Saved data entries
PR #1124, opened 2012-10-11
T2417

secretrobotron:


src/core/eventmanager.js
```diff
@@ -243,9 +243,13 @@ define( [], function(){
         }
       }
 
+      if ( !listener ) {
```
humphd, line 246: Move this above the `if ( listener )` check at 239, then get rid of that check totally, since you'll know listeners is non-null.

== Task description ==
What is needed is every line of the records that contains the word "listener".

== Solution ==
+      if ( !listener ) {
humphd, line 246: Move this above the `if ( listener )` check at 239, then get rid of that check totally, since you'll know listeners is non-null.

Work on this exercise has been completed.